PR #1622, opened 2024-12-19
Update index.md

mboelt:
Please prevent the usage of !important statements in your storefront templates.

### DIFF
--- a/resources/guidelines/testing/store/quality-guidelines-plugins/index.md
+++ b/resources/guidelines/testing/store/quality-guidelines-plugins/index.md
@@ -299,6 +299,7 @@ However, you may employ `<span class="h2">`, for instance.
 ### Do not use inline-css in the storefront templates
 
 Use your own classes and let your CSS be compiled by the app.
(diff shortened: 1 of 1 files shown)


Isengo1989:
@mboelt the headline of the paragraph is "Do not use inline CSS" and the new info states not to use "!important" in templates.

Isn't this obsolete then or is it meant for the scss files not to be used in?

mboelt:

□ □ □

--- WORK TO COMPLETE ---
Pick out, from the lines above, every one that contains the string "templates".

--- RESULT OF THIS EXERCISE ---
Please prevent the usage of !important statements in your storefront templates.
 ### Do not use inline-css in the storefront templates
@mboelt the headline of the paragraph is "Do not use inline CSS" and the new info states not to use "!important" in templates.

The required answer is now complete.